The Breakfast Table

The Symmetry of Our Suffering

Dear Walter and Linda:

At the heart of Linda’s great post about Judge Sotomayor and the dust-up over her membership in an all-women’s club called the Belizean Grove lies the problem of perceived symmetry. Is there a difference between a group of all-male power brokers who exclude women and a group of all-female power brokers who exclude men? Does it matter that the women formed their own group because they were locked out by the men? My former boss Mike Kinsley says there needn’t be symmetry; that “we tolerate discrimination in favor of traditionally oppressed groups more than we tolerate discrimination against them.” Our colleague Stuart Taylor contends that “some of the other racial and gender double standards that Kinsley endorses—which served long ago as remedies for discrimination—have come to operate as engines of discrimination that do serious harm to real people.”
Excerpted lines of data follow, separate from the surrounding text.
PR #7190, opened 2026-06-18
MTV-5780 | Same-array detection and destination-aware adapter selection for copy-offload

amitosw15:
## Summary

`GetDatastoreActiveAdapters` queries vSphere multipath topology to find which HBAs have active
paths to the source VM's datastore. These adapters are passed to the destination storage
provider's `EnsureClonnerIgroup`, which registers the ESXi host's identity with the destination
array so it can map the target LUN.

### Current (bad) behavior, concretely

Say the host has two HBAs: HBA1 and HBA2. HBA1 has an active multipath to the **source** VM's
datastore. HBA2 has no path to the source at all — but it's the one adapter physically zoned to
reach the **destination** array. HBA1 has no connectivity to the destination.

7190 drawio

`GetDatastoreActiveAdapters` only ever asks one question: "which HBA has an active path to the
source datastore's LUN?" That's HBA1 — so that's what it returns, every time, regardless of what
the destination actually needs. HBA2 is never considered, because nothing in the function looks
at the destination side at all.

That HBA1 identity is exactly what gets registered with the destination array via
`EnsureClonnerIgroup`. The registration call itself may well succeed — array-side
igroup-add/host-registration APIs typically just record a well-formed identifier, they don't
validate physical SAN reachability. So the failure doesn't surface until later, when the actual
data path never comes up, because the destination was only ever reachable via HBA2.

The function is asking the wrong question. It resolves connectivity from the *source* side and
assumes that's good enough for the *destination* — which only happens to be true when source and
destination are the same array.

Additionally, the existing `hasSANAdapter` fallback only recognized `fc.*` and `iqn.*` prefixes.
After the scini GUID override, PowerFlex adapter IDs become UUIDs — the fallback fired and
replaced the scini adapter with a random FC HBA.

### New behavior: ask the destination, not the source

We don't care which adapter the source uses. We only care which of the host's adapters can
actually reach the **destination** array — independent of anything about the source disk, its
datastore, or whether it happens to be the same array or a different one. That's the shift this
PR makes: instead of deriving the adapter list from source-side multipath, it's derived directly
from destination-side reachability.

**Commit 1 — Same-array detection (`ArrayIdentifier` interface):**

Each storage provider implements `MatchesDevice(deviceName string) (bool, error)` to check if a
vSphere device belongs to its array. At adapter selection time, the source datastore's backing
device NAA is checked against the destination provider:

- **Same array** (`MatchesDevice` returns true) → return only source active-path adapters.
  XCOPY possible, no cross-protocol adapters needed.
- **Different array** (`MatchesDevice` returns false) → investigate destination multipath.

**Commit 2 — Destination multipath investigation:**

Instead of blindly returning all host adapters for cross-array migrations, the code walks the
host's SCSI LUN table to find devices already present from the destination array. It collects
only the adapters that have proven multipath paths to those devices.

Three code paths:
1. **Same-array**: source active-path adapters only → XCOPY possible
2. **Cross-array, destination devices on host**: destination multipath adapters → precise,
   proven connectivity. Only adapters that can actually reach the destination.
3. **Cross-array, no destination devices**: SAN-filtered fallback (FC, iSCSI, scini only —
   excludes block controllers)

This approach:
- Preserves XCOPY for same-array migrations
- Returns only adapters with proven connectivity to the destination
- Excludes unzoned FC HBAs, block controllers, and unrelated adapters
- Replaces the fragile `hasSANAdapter` / local-datastore fallback entirely

**Commit 3 — Replace per-LUN `MatchesDevice` scanning with target-port matching:**

The two-commit approach above still calls `MatchesDevice` once per LUN on the host to detect
cross-array destination devices — on a host with thousands of LUNs, that's thousands of REST
calls to the destination array per disk copied. It also still derives "the source array" from
the source datastore, which breaks for RDM disks: an RDM's real backing LUN can sit on a
completely different array than whatever datastore hosts the RDM's own descriptor file.

vSphere already tracks, per host HBA, which SAN target ports it can see
(`HostStorageDeviceInfo.ScsiTopology`) independent of whether any LUN is mapped through that
target yet — FC port-login and iSCSI session establishment happen at the fabric/network level
before any LUN masking. Combined with a single "list my own target ports" call per destination
array instead of one call per LUN, this determines exactly which local HBAs can reach the
destination at O(1) array calls instead of O(LUNs-on-host), without needing to resolve anything
about the source device at all. `GetDatastoreActiveAdapters` is renamed to `GetAdaptersForArray`
and drops its `datastoreName` parameter entirely; PowerFlex/scini is handled by a dedicated
branch checked first, since its FC-shaped adapter identity is a driver-invented value with no
real array-side counterpart to compare against.

`ArrayIdentifier` gains a `TargetPorts()` method alongside the existing `MatchesDevice`, which is
left in place and unused rather than removed. All 9 providers implement `TargetPorts()`; ONTAP,
Pure, PowerStore, and Infinibox are confirmed end-to-end against real hardware (byte-for-byte
matches between array-reported ports and what ESXi's `ScsiTopology` independently reports for the
same array). PowerMax, 3PAR, FlashSystem, and Vantara are implemented against documented
APIs/SDKs but not yet validated live.

## Test plan

Tested on eco lab cluster (ocp-edge114) with image
`quay.io/amitos/vsphere-copy-offload-populator:dst-multipath-dev-amd64`:

| # | Test | Source DS | Dest | Decision | Adapters returned | Result |
|---|---|---|---|---|---|---|
| 1 | FC→ONTAP | eco-fc-ds4 (ONTAP FC) | ONTAP | Same array | 2: [FC, FC] | **PASS** |
| 2 | Local→ONTAP | ecoesxi05_ds1 (local) | ONTAP | Cross-array, 37 dst devices | 3: [iSCSI, FC, FC] | **PASS** |
| 3 | iSCSI→ONTAP | eco-iscsi-ds3 (ONTAP iSCSI) | ONTAP | Same array | 1: [iSCSI] | **PASS** |
| 4 | 3PAR→ONTAP | eco-iscsi-ds1 (3PAR) | ONTAP | Cross-array, 37 dst devices | 1: [iSCSI] | **PASS** |

Cross-validated via SSH into each ESXi host: zero false positives (no adapter returned without
ONTAP multipath paths), zero false negatives (no adapter with ONTAP paths was missed).

Key validation: host-12657 has 7 HBAs (block, 4×FC, iSCSI, scini). Test 2 returned only the 3
with proven ONTAP multipath paths (iSCSI + 2 zoned FC). The 2 unzoned FC HBAs (vmhba65/66) and
the block/scini adapters were correctly excluded.

Real-hardware validation for the target-port matching redesign (host-3078, eco-tlv2 lab):
`selectAdaptersForArray` run against real `ScsiTopology` from a 6-HBA host correctly isolated the
single HBA zoned to Pure out of FC-only and unzoned HBAs, using Pure's real IQN independently
confirmed via Pure's own `/api/1.19/port` endpoint — byte-for-byte match with what ESXi reported.
Same pattern repeated for ONTAP (4 FC WWPNs + 1 iSCSI IQN), PowerStore, and Infinibox.

- [ ] PowerFlex cross-array test (PF→ONTAP or ONTAP→PF) — in progress
- [x] Unit tests for adapter selection and MatchesDevice
- [x] `MatchesDevice` validated against real arrays: ONTAP, 3PAR, PowerFlex, Pure
- [x] `TargetPorts()` validated end-to-end against real hardware: ONTAP, Pure, PowerStore, Infinibox
- [ ] `TargetPorts()` validation pending: PowerMax, 3PAR (lab connectivity issue), FlashSystem, Vantara
- [x] Regression test for RDM disks whose real backing LUN differs from the array behind their own descriptor file


amitosw15:
Vantara approved, all providers are tested

@mnecas Waiting for you buddy

PR #7206, opened 2026-06-21
MTV-5806 | Collect VLAN ID from Hyper-V NICs for network disambiguation

Hazanel:
When multiple NICs on a Hyper-V VM share the same virtual switch but use different VLANs, the network mapping resolver cannot distinguish between them. This change:

- Updates the PowerShell inventory script to query Get-VMNetworkAdapterVlan and include VlanId in the NIC data collected from Hyper-V hosts.
- Propagates VlanId through driver, types, model, and REST API layers.
- Adds a 'vlan' field to the shared ref.Ref struct so NetworkMap entries can specify a VLAN qualifier on the source reference.
- Modifies buildNICResolver to use a composite key (networkID/vlanId) only when multiple NICs on the same VM share a network, preserving backward compatibility for the common single-NIC-per-network case.

Ref: https://redhat.atlassian.net/browse/MTV-5806
Resolves: MTV-5806


Hazanel:

Hazanel:
Hey @coderabbitai, thanks for the review! 
please check the follow-ups

Hazanel:
Hey @coderabbitai - I intentionally skipped it because the existing vSphere provider already uses VlanId

pkg/apis/forklift/v1beta1/ref/ref.go
```diff
@@ -18,6 +18,12 @@ type Ref struct {
 	Namespace string `json:"namespace,omitempty"`
 	// Type used to qualify the name.
 	Type string `json:"type,omitempty"`
+	// VLAN identifier (numeric string, valid range 1-4094) for network disambiguation.
+	// Only semantically meaningful in NetworkMap source references (Hyper-V).
+	// Present in other CRDs due to shared Ref struct but unused there.
+	// +optional
+	// +kubebuilder:validation:Pattern=`^([1-9]|[1-9][0-9]{1,2}|[1-3][0-9]{3}|40[0-8][0-9]|409[0-4])$`
+	Vlan string `json:"vlan,omitempty"`
```
mnecas: Think the `Ref` is too generic for this, could we move it just to the NetworkMap?

Hazanel: Thanks for bringing that up!
I wasn't sure cause there are other fields in Ref which are specific but still there.

I'll create a NetworkSourceRef in the mapping types that embeds ref.Ref and adds the Vlan field. That way it only appears in the NetworkMap CRD schema - wdyt?

Hazanel:
Hey @coderabbitai, please take a look on recent changes in respect to @mnecas request

pkg/controller/plan/adapter/hyperv/builder.go
```diff
@@ -209,21 +210,59 @@ func (r *Builder) mapNetworks(vm *model.VM, object *cnv.VirtualMachineSpec) {
...
+// NIC keys remain plain too, preserving the old 1:1 fallback behavior.
+func buildNICKeys(nics []hyperv.NIC, networkCount map[string]int, vlanQualifiedNetworks map[string]bool) []string {
+	keys := make([]string, len(nics))
 	for i, nic := range nics {
-		nicKeys[i] = nic.Network.ID
+		if networkCount[nic.Network.ID] > 1 && nic.VlanId > 0 && vlanQualifiedNetworks[nic.Network.ID] {
+			keys[i] = nic.Network.ID + "/" + strconv.Itoa(nic.VlanId)
+		} else {
+			keys[i] = nic.Network.ID
+		}
```
mnecas, line 254: trying to understand this part do we need the `networkCount[nic.Network.ID] > 1`? we can have 1 NIC with specific VLAN

mnecas: What are the `keys` used afterwards?

mnecas (changes requested):

pkg/controller/plan/adapter/hyperv/builder.go
mnecas: @coderabbitai wdyt ^^?

mnecas: ack

mnecas (approved):
lgtm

And that’s the nut of the Ricci case: Is tossing the results of a promotion exam because it disadvantages African-American firefighters the same as discriminating against white ones?

Now, Linda says that with respect to all-male clubs, there’s no symmetry and there shouldn’t be because the Belizean Grove is mainly a lark and a joke. Kinsley says there’s no symmetry and that’s fine (then he excoriates women who join exclusive women’s groups for discriminating against ordinary women). I want to bring John Payton into the discussion because his thoughts on symmetry and perceived symmetry are illuminating. Payton is the head of the NAACP’s Legal Defense Fund, and he spoke at an event in New York last week about what qualities we need in our judges. I moderated. Here is Stanley Fish’s thoughtful account.

Payton invoked the illusion of symmetry, quoting a stunning passage from professor Herbert Wechsler’s famous 1959 Holmes Lecture at Harvard Law School, “Toward Neutral Principles of Constitutional Law,” in which Wechsler argued that Washington, D.C., restaurants that denied access to black patrons caused as much harm to him (as a white man) as they did to blacks. Wechsler wrote: “In the days when I was joined with Charles Houston in a litigation in the Supreme Court before the present building was constructed, he did not suffer more than I in knowing that we had to go to Union Station to lunch together during the recess.”

The brilliant Wechsler—in his search for the kind of neutral legal principles that allow one to call balls and strikes—truly believed that he suffered as much for being forced to dine at Union Station with a black man as the black man denied access to Washington restaurants.

Nobody disputes that Frank Ricci, a white fireman, suffered as a result of the city of New Haven’s decision to throw out a promotions test he worked so hard to pass. Just as nobody disputes that Barbara Grutter, a white Michigan resident, suffered for being denied access to the University of Michigan law school because of its affirmative action policies. As a subjective matter, so-called “reverse discrimination” is experienced as no less painful a denial than discrimination. And the only thing more unfair than being treated unfairly is being told that your suffering is less compelling or urgent than the next guy’s.

But Wechsler’s subjective belief that he was as hard hit by forced racial segregation as Charles Houston suggests that our sense of what’s “fair” is inevitably constrained by the limits of our own experience and imagination. Instead of railing about Sotomayor’s alleged sexism and racism, it’s worth trying to imagine what she knows that we do not yet understand. The only other alternative is to become a nation of bitter, atomized victims, struggling to be the most aggrieved. In his talk at the Brennan Center, John Payton hailed the deep truth in Sandra Day O’Connor’s vision from Grutter, the Michigan affirmative action case: “Nothing less than the nation’s future depends upon leaders trained through wide exposure to the ideas and mores of students as diverse as this Nation of many peoples.”

Walter, Linda, the court is poised to hand down the Ricci decision, and it may well set the terms for the rest of the Sotomayor debate. What do you think of Wechsler’s strange hierarchy of suffering? And is this whole conversation around race and Ricci doomed to collapse in a heap of public misunderstanding, umbrage, and resentment?